Mededeling / waarschuwing
Ik heb u in de eerder genoemde zaak de mogelijkheid gegeven om het verzuim om het juiste bedrag over te maken te herstellen. Dat zal in het vervolg als uitgangspunt
nietmeer gebeuren. In nieuwe gevallen krijgt u dus
geenherstelmogelijkheid meer als wederom een te laag bedrag aan griffierecht wordt betaald. Het is immers uw verantwoordelijkheid om te zorgen dat het juiste bedrag wordt betaald.
Met ‘nieuwe gevallen’ bedoel ik gevallen waarin de termijn om het griffierecht te voldoen, eindigt na de dagtekening van deze brief. (…)
Als het verschuldigde bedrag aan griffierecht niet of niet tijdig is ontvangen, kan het beroep niet-ontvankelijk verklaard worden. Dit is ook het geval bij een onvolledig betaald bedrag aan griffierecht.”
Er is geen aanleiding voor een proceskostenveroordeling.

2.Beslissing

De rechtbank verklaart het beroep niet-ontvankelijk.

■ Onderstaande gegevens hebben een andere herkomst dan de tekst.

PR #10082, opened 2024-08-22
UCT/CUDA_IPC: Cache for mempool import operation

Akshay-Venkatesh:
## What
Follow up to https://github.com/openucx/ucx/pull/9982. This PR caches the operation that imports remotely exported handle for a custom CUDA memory pool as the mapping operation via `cuMemPoolImportFromShareableHandle` is expensive.

### DIFF
--- a/src/uct/cuda/cuda_ipc/cuda_ipc_cache.c
+++ b/src/uct/cuda/cuda_ipc/cuda_ipc_cache.c
@@ -48,6 +48,40 @@ typedef struct uct_cuda_ipc_remote_cache {
 
 uct_cuda_ipc_remote_cache_t uct_cuda_ipc_remote_cache;
 
+#if HAVE_CUDA_FABRIC
+static UCS_F_ALWAYS_INLINE int
+uct_cuda_ipc_rem_mpool_cache_hash_equal(CUmemFabricHandle key1,
+                                        CUmemFabricHandle key2)
+{
+    return !memcmp(&key1, &key2, sizeof(key1));
+}
+
+/* djb2 hash function */
+static UCS_F_ALWAYS_INLINE khint_t
+uct_cuda_ipc_rem_mpool_cache_hash_func(CUmemFabricHandle key)
+{
+    khint_t hash = 5381;
+    int i;
+
+    for (i = 0; i < sizeof(key.data); i++) {
+        hash = ((hash << 5) + hash) + key.data[i];
+    }
+
+    return hash;
+}
+
+KHASH_INIT(cuda_ipc_rem_mpool_cache, CUmemFabricHandle, CUmemoryPool, 1,
+           uct_cuda_ipc_rem_mpool_cache_hash_func,
+           uct_cuda_ipc_rem_mpool_cache_hash_equal)
+
+typedef struct {
+    khash_t(cuda_ipc_rem_mpool_cache) hash;
+    pthread_rwlock_t                  lock;
+} uct_cuda_ipc_rem_mpool_cache_t;
+
+static uct_cuda_ipc_rem_mpool_cache_t uct_cuda_ipc_rem_mpool_cache;
+#endif
+
 static ucs_pgt_dir_t *uct_cuda_ipc_cache_pgt_dir_alloc(const ucs_pgtable_t *pgtable)
 {
     void *ptr;
@@ -200,41 +234,100 @@ out:
     return status;
 }
 
-static ucs_status_t
-uct_cuda_ipc_open_memhandle_mempool(uct_cuda_ipc_rkey_t *key,
-                                    CUdeviceptr *mapped_addr)
+static ucs_status_t cuda_ipc_rem_mpool_cache_create(uct_cuda_ipc_rkey_t *key,
+                                                    CUmemoryPool *mpool,
+                                                    CUdeviceptr *mapped_addr)
 {
     CUmemAccessDesc access_desc = {};
     CUdeviceptr dptr;
     ucs_status_t status;
 
     status = UCT_CUDADRV_FUNC_LOG_ERR(cuMemPoolImportFromShareableHandle(
-                &key->ph.pool, (void *)&key->ph.handle.fabric_handle,
+                mpool, (void *)&key->ph.handle.fabric_handle,
                 CU_MEM_HANDLE_TYPE_FABRIC, 0));
     if (status != UCS_OK) {
-        return status;
+        goto err;
     }
 
-    status = UCT_CUDADRV_FUNC_LOG_ERR(cuMemPoolImportPointer(&dptr,
-                key->ph.pool, (CUmemPoolPtrExportData*)&key->ph.ptr));
+    status = UCT_CUDADRV_FUNC_LOG_ERR(cuMemPoolImportPointer(&dptr, *mpool,
+                (CUmemPoolPtrExportData*)&key->ph.ptr));
     if (status != UCS_OK) {
-        return status;
+        goto err_free_mpool;
     }
 
     status = uct_cuda_ipc_init_access_desc(&access_desc);
     if (status != UCS_OK) {
-        return status;
+        goto err_free_ptr;
     }
 
-    status = UCT_CUDADRV_FUNC_LOG_ERR(cuMemPoolSetAccess(key->ph.pool,
-                &access_desc, 1));
+    status = UCT_CUDADRV_FUNC_LOG_ERR(
+                cuMemPoolSetAccess(*mpool, &access_desc, 1));
     if (status != UCS_OK) {
-        return status;
+        goto err_free_ptr;
     }
 
     *mapped_addr = dptr;
-
     return UCS_OK;
+
+err_free_ptr:
+    cuMemFree(dptr);
+err_free_mpool:
+    cuMemPoolDestroy(*mpool);
+err:
+    return status;
+}
+
+static ucs_status_t
+uct_cuda_ipc_open_memhandle_mempool(uct_cuda_ipc_rkey_t *key,
+                                    CUdeviceptr *mapped_addr)
+{
+    khash_t(cuda_ipc_rem_mpool_cache) *hash = &uct_cuda_ipc_rem_mpool_cache.hash;
+    const CUmemFabricHandle *hkey           = &key->ph.handle.fabric_handle;
+    ucs_status_t status                     = UCS_OK;
+    CUmemoryPool mpool;
+    khiter_t khiter;
+    int khret;
+
+    pthread_rwlock_rdlock(&uct_cuda_ipc_rem_mpool_cache.lock);
+    khiter = kh_get(cuda_ipc_rem_mpool_cache, hash, *hkey);
+    if (ucs_likely(khiter != kh_end(hash))) {
+        key->ph.pool = kh_val(hash, khiter);
+        ucs_assert(key->ph.pool != NULL);
+        goto out_import_pointer;
+    }
+
+    /* acquire writer lock as we did not find cached mpool in hashmap */
+    pthread_rwlock_unlock(&uct_cuda_ipc_rem_mpool_cache.lock);
+    pthread_rwlock_wrlock(&uct_cuda_ipc_rem_mpool_cache.lock);
+
+    khiter = kh_put(cuda_ipc_rem_mpool_cache, hash, *hkey, &khret);
+    if ((khret == UCS_KH_PUT_BUCKET_EMPTY) ||
+        (khret == UCS_KH_PUT_BUCKET_CLEAR)) {
+        status = cuda_ipc_rem_mpool_cache_create(key, &mpool, mapped_addr);
+        if (status != UCS_OK) {
+            /* Remove stale key from the hash if failed to construct new value.
+             * Otherwise next lookup will return NULL value. */
+            kh_del(cuda_ipc_rem_mpool_cache, hash, khiter);
+            goto err;
+        }
+
+        kh_val(hash, khiter) = mpool;
+        key->ph.pool         = mpool;
+    } else if (khret == UCS_KH_PUT_KEY_PRESENT) {
+        key->ph.pool = kh_val(hash, khiter);
+    } else {
+        ucs_error("unable to use cuda_ipc remote_cache hash: %d", khret);
+        status = UCS_ERR_NO_RESOURCE;
+        goto err;
+    }
+
+out_import_pointer:
+    status = UCT_CUDADRV_FUNC_LOG_ERR(cuMemPoolImportPointer(mapped_addr,
+                key->ph.pool, (CUmemPoolPtrExportData*)&key->ph.ptr));
+
+err:
+    pthread_rwlock_unlock(&uct_cuda_ipc_rem_mpool_cache.lock);
+    return status;
 }
 #endif
 
@@ -573,10 +666,30 @@ void uct_cuda_ipc_destroy_cache(uct_cuda_ipc_cache_t *cache)
 UCS_STATIC_INIT {
     ucs_recursive_spinlock_init(&uct_cuda_ipc_remote_cache.lock, 0);
     kh_init_inplace(cuda_ipc_rem_cache, &uct_cuda_ipc_remote_cache.hash);
+
+#if HAVE_CUDA_FABRIC
+    pthread_rwlock_init(&uct_cuda_ipc_rem_mpool_cache.lock, NULL);
+    /* Assumption: If import process succeeds, then the two nodes are in the
+     * same domain. Within a domain, fabric handles are expected to be unique.
+     * For this reason, there is no need to maintain a hashmap per peer OS as
+     * key collisions are not expected to occur. */
+    kh_init_inplace(cuda_ipc_rem_mpool_cache, &uct_cuda_ipc_rem_mpool_cache.hash);
+#endif
 }
 
 UCS_STATIC_CLEANUP {
     uct_cuda_ipc_cache_t *rem_cache;
+
+#if HAVE_CUDA_FABRIC
+    CUmemoryPool mpool;
+
+    kh_foreach_value(&uct_cuda_ipc_rem_mpool_cache.hash, mpool, {
+        cuMemPoolDestroy(mpool);
+    });
+    kh_destroy_inplace(cuda_ipc_rem_mpool_cache,
+                       &uct_cuda_ipc_rem_mpool_cache.hash);
+    pthread_rwlock_destroy(&uct_cuda_ipc_rem_mpool_cache.lock);
+#endif
 
     kh_foreach_value(&uct_cuda_ipc_remote_cache.hash, rem_cache, {
         uct_cuda_ipc_destroy_cache(rem_cache);
--- a/test/gtest/uct/cuda/test_cuda_ipc_md.cc
+++ b/test/gtest/uct/cuda/test_cuda_ipc_md.cc
@@ -14,14 +14,13 @@ extern "C" {
 
 class test_cuda_ipc_md : public test_md {
 protected:
-    static uct_cuda_ipc_rkey_t unpack(uct_md_h md, int64_t uuid)
+    static uct_cuda_ipc_rkey_t
+    unpack_common(uct_md_h md, int64_t uuid, CUdeviceptr ptr, size_t size)
     {
-        CUdeviceptr ptr;
-        EXPECT_EQ(CUDA_SUCCESS, cuMemAlloc(&ptr, 64));
         uct_mem_h memh;
-        EXPECT_UCS_OK(md->ops->mem_reg(md, (void *)ptr, 64, NULL, &memh));
         uct_cuda_ipc_rkey_t rkey;
-        EXPECT_UCS_OK(md->ops->mkey_pack(md, memh, (void *)ptr, 64, NULL,
+        EXPECT_UCS_OK(md->ops->mem_reg(md, (void *)ptr, size, NULL, &memh));
+        EXPECT_UCS_OK(md->ops->mkey_pack(md, memh, (void *)ptr, size, NULL,
                                          &rkey));
 
         int64_t *uuid64 = (int64_t *)rkey.uuid.bytes;
@@ -37,10 +36,66 @@ protected:
         params.field_mask = UCT_MD_MEM_DEREG_FIELD_MEMH;
         params.memh       = memh;
         EXPECT_UCS_OK(md->ops->mem_dereg(md, &params));
+        return rkey;
+    }
 
+    static uct_cuda_ipc_rkey_t unpack(uct_md_h md, int64_t uuid)
+    {
+        CUdeviceptr ptr;
+        EXPECT_EQ(CUDA_SUCCESS, cuMemAlloc(&ptr, 64));
+        uct_cuda_ipc_rkey_t rkey = unpack_common(md, uuid, ptr, 64);
         EXPECT_EQ(CUDA_SUCCESS, cuMemFree(ptr));
         return rkey;
     }
+
+#if HAVE_CUDA_FABRIC
+    static void alloc_mempool(CUdeviceptr *ptr, CUmemoryPool *mpool,
+                              CUstream *cu_stream, size_t size)
+    {
+        CUmemPoolProps pool_props = {};
+        CUmemAccessDesc map_desc;
+        CUdevice cu_device;
+
+        EXPECT_EQ(CUDA_SUCCESS, cuCtxGetDevice(&cu_device));
+
+        pool_props.allocType     = CU_MEM_ALLOCATION_TYPE_PINNED;
+        pool_props.location.id   = (int)cu_device;
+        pool_props.location.type = CU_MEM_LOCATION_TYPE_DEVICE;
+        pool_props.handleTypes   = CU_MEM_HANDLE_TYPE_FABRIC;
+        pool_props.maxSize       = size;
+        map_desc.flags           = CU_MEM_ACCESS_FLAGS_PROT_READWRITE;
+        map_desc.location        = pool_props.location;
+
+        EXPECT_EQ(CUDA_SUCCESS,
+                  cuStreamCreate(cu_stream, CU_STREAM_NON_BLOCKING));
+        EXPECT_EQ(CUDA_SUCCESS, cuMemPoolCreate(mpool, &pool_props));
+        EXPECT_EQ(CUDA_SUCCESS, cuMemPoolSetAccess(*mpool, &map_desc, 1));
+        EXPECT_EQ(CUDA_SUCCESS,
+                  cuMemAllocFromPoolAsync(ptr, size, *mpool, *cu_stream));
+        EXPECT_EQ(CUDA_SUCCESS, cuStreamSynchronize(*cu_stream));
+    }
+
+    static void
+    free_mempool(CUdeviceptr *ptr, CUmemoryPool *mpool, CUstream *cu_stream)
+    {
+        EXPECT_EQ(CUDA_SUCCESS, cuMemFree(*ptr));
+        EXPECT_EQ(CUDA_SUCCESS, cuMemPoolDestroy(*mpool));
+        EXPECT_EQ(CUDA_SUCCESS, cuStreamDestroy(*cu_stream));
+    }
+
+    static uct_cuda_ipc_rkey_t unpack_masync(uct_md_h md, int64_t uuid)
+    {
+        size_t size = 4 * UCS_MBYTE;
+        CUdeviceptr ptr;
+        CUmemoryPool mpool;
+        CUstream cu_stream;
+
+        alloc_mempool(&ptr, &mpool, &cu_stream, size);
+        uct_cuda_ipc_rkey_t rkey = unpack_common(md, uuid, ptr, size);
+        free_mempool(&ptr, &mpool, &cu_stream);
+        return rkey;
+    }
+#endif
 };
 
 UCS_MT_TEST_P(test_cuda_ipc_md, multiple_mds, 8)
@@ -68,5 +123,41 @@ UCS_MT_TEST_P(test_cuda_ipc_md, multiple_mds, 8)
         EXPECT_EQ(i, rkey.dev_num);
     }
 }
+
+#if HAVE_CUDA_FABRIC
+UCS_MT_TEST_P(test_cuda_ipc_md, multiple_mds_mempool, 8)
+{
+    cuda_context cuda_ctx;
+    ucs::handle<uct_md_h> md;
+    UCS_TEST_CREATE_HANDLE(uct_md_h, md, uct_md_close, uct_md_open,
+                           GetParam().component, GetParam().md_name.c_str(),
+                           m_md_config);
+
+    CUdeviceptr ptr;
+    CUmemoryPool mpool, q_mpool;
+    CUstream cu_stream;
+    CUmemFabricHandle fabric_handle;
+    CUresult cu_err;
+
+    alloc_mempool(&ptr, &mpool, &cu_stream, 64);
+    EXPECT_EQ(CUDA_SUCCESS, (cuPointerGetAttribute((void*)&q_mpool,
+                    CU_POINTER_ATTRIBUTE_MEMPOOL_HANDLE, ptr)));
+
+    cu_err = cuMemPoolExportToShareableHandle((void*)&fabric_handle, q_mpool,
+                                              CU_MEM_HANDLE_TYPE_FABRIC, 0);
+    free_mempool(&ptr, &mpool, &cu_stream);
+
+    if (cu_err == CUDA_SUCCESS) {
+        for (int64_t i = 0; i < 64; ++i) {
+            /* We get unique dev_num on new UUID */
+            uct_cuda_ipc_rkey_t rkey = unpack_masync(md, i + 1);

Deze uitspraak is op 17 juli 2020 gedaan door mr. M.R.T. Pauwels, rechter, in aanwezigheid van N. Plasman, griffier. Als gevolg van maatregelen rondom het Coronavirus is deze uitspraak niet uitgesproken op een openbare uitsprakenzitting. Zodra het openbaar uitspreken weer mogelijk is, wordt deze uitspraak alsnog in het openbaar uitgesproken.
De griffier, De rechter,
Afschrift aangetekend verzonden aan partijen op:
Rechtsmiddel
Tegen deze uitspraak kan binnen zes weken na de datum van verzending verzet worden gedaan bij de rechtbank (artikel 8:55 Awb). De indiener van het verzetschrift kan daarbij vragen in de gelegenheid te worden gesteld over het verzet te worden gehoord.